We have been busy for the past few months: buying a new home, prepping our home to sell, putting it on the market, and finally moving! The new kitchen has a great layout, but I have been dreaming of a kitchen with white cabinets for years – so before we moved in, I jumped at the chance do a simple kitchen makeover with painted cabinets.
I considered doing the work myself (for about 3 seconds) but quickly realized that I would have been in over my head. After doing a little research, I discovered that in order for the new paint to adhere to the cabinets properly, they needed to be sanded down first, inside and out, not exactly something I had time for while I was packing and playing chauffeur to my two kids. So, we hired our favorite “sort-of” contractor to do the job, and even with his on-again-off-again crew of 3 men, the entire project still took almost two weeks.

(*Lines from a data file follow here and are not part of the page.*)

PR #2093, opened 2021-09-04
feat(dimmer): use modern blurring to improve performance

lubber-de:
## Description
The `blurring` dimmer is inperformant because every single node inside the dimmable context is blurred separately which takes lots of time. 
It also causes positioning glitches when applied (Try the blurring example at https://fomantic-ui.com/modules/modal.html#dimmer-variations and see the sidebar suddenly vanishes!) 
Additionally when used in modals it is not nicely animated when the modal hides.

This PR switches from the old filter approach on each single node to the modern backdrop-filer approach on the dimmer itself only which is much more performant and nicely animates now.
For each browser not supporting this technique, the old behavior will still apply as before.

## Testcase
Remove CSS to see the difference
https://jsfiddle.net/lubber/egzbcoL2/35/

## Screenshot
|Before|After|
|-|-|
|oldblur|newblur|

The first week, we were were still sleeping at the old house, packing and keeping clear of the mess in the new one. During this time, they sealed off the kitchen with plastic sheets and sanded, sanded, sanded, and sanded. When we moved in, they still had almost a week’s worth of painting to do, so the kitchen was off limits. Fortunately, we have a big laundry room with a utility sink and a small refrigerator, so that functioned as our temporary kitchen.

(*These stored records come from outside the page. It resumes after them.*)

PR #2097, opened 2021-09-08
feat(chore): same custom scrollbars in chrome, FF and IE

lubber-de:
## Description

Custom scrollbars are already implemented since a long time for non body elements.
However, only webit based browsers were targeted.

This PR now adds the same look and feel to firefox and IE as well (as far, as those browsers support it)

## Testcase
https://jsfiddle.net/lubber/h0n7bur6/3/
Remove CSS to see the behavior before.

## Screenshot
|webkit before|firefox before|IE before|webkit AFTER|firefox AFTER|IE AFTER|
|-|-|-|-|-|-|
|image|image|image|image|image|image|


exoego (approved):
LGTM

PR #2108, opened 2021-09-17
fix(modal): respect approve deny callback on js modals

### LINKED ISSUE #2105: [Modal] onApprove cannot prevent hiding when modal is created with JS API.
# Bug Report
As per documentation (and module code), if `onApprove` callback returns `false` then modal should not be hidden on clicking approval button. But it still hides.

`onApprove` return value checked in: https://github.com/fomantic/Fomantic-UI/blob/e39a0ae5183c12808ba1eee82082efbb15f4d450/src/definitions/modules/modal.js#L322

## Steps to reproduce
1. Create modal with JS API
2. Show modal
3. Click approval button

## Expected result
Modal should not be hide.

## Actual result
Modal hides.

## Testcase
https://jsfiddle.net/pbcr1qL5/5/

## Version
2.8.8

lubber-de:
## Description
When using modals via JS properties only having any approve/deny buttons declared as actions, those did not respect the `onApprove` or `onDeny` callbacks returning a possible false to prevent hiding the modal.

## Testcase
Try to click on either buttons. Both should _not_ hide the modal as the onApprove and onDeny callbacks return false.

### Broken
https://jsfiddle.net/lubber/np2bdLew/14/

### Fixed
https://jsfiddle.net/lubber/np2bdLew/15/

## Closes
#2105

### DIFF
--- a/src/definitions/modules/modal.js
+++ b/src/definitions/modules/modal.js
@@ -127,7 +127,8 @@ $.fn.modal = function(parameters) {
                 'aria-label': $('<div>'+(el[fields.text] || el[fields.icon] || '')+'</div>').text(),
                 class: className.button + ' ' + cls,
                 click: function () {
-                  if (click.call(element, $module) === false) {
+                  var button = $(this);
+                  if (button.is(selector.approve) || button.is(selector.deny) || click.call(element, $module) === false) {
                     return;
                   }
                   module.hide();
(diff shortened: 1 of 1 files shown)


lubber-de:
Docs added by https://github.com/fomantic/Fomantic-UI-Docs/pull/311

exoego (approved):
LGTM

Painted Cabinets: What Type of Paint to Use?
Until recently, painters always used oil-based paint in kitchens. It’s easy to wipe down, is durable and lasts a very long time. But lately, stores have stopped selling that type of paint in gallon sized cans and only sell pints. Maybe that’s because clean up is difficult, the fumes are nasty and it tends to make painters get dizzy. If we ignored the toxicity in favor of durability, the cost of the paint would have put a crimp in the budget for this project. Fortunately, improvements have been made on latex paints, making them go on almost as smoothly as oil, yet they clean up with just soap and water (bye-bye paint thinner!). They also tend to be low VOC, which means that they don’t release solvents into the air as they dry (aka. less stinky and toxic!) Latex paints take a few days to cure before they are durable, which added to our wait time of using the kitchen after the painting was completed, but the availability, low-toxicity and cost savings were worth it.
Before we were able to touch any of the cabinets, my kids would sometimes find me standing in the middle of the kitchen, daydreaming about flow and where each item should belong. By the time I was allowed into the freshly painted kitchen, the rest of the house was unpacked. All of the contents of the kitchen were temporarily housed on and under the dining room table, eagerly awaiting their new digs. Moving in to the kitchen was easier than I thought, since I had been mulling over where to put things for days.
After teaching cooking classes in so many other people’s kitchens, I have finally figured out what type of flow works for me. When the lighting is better, I’ll take photos of the whole kitchen and give you a virtual tour, explaining why I put items where I did. I’ll even show you the biggest problem area of the kitchen and what I plan to do about it.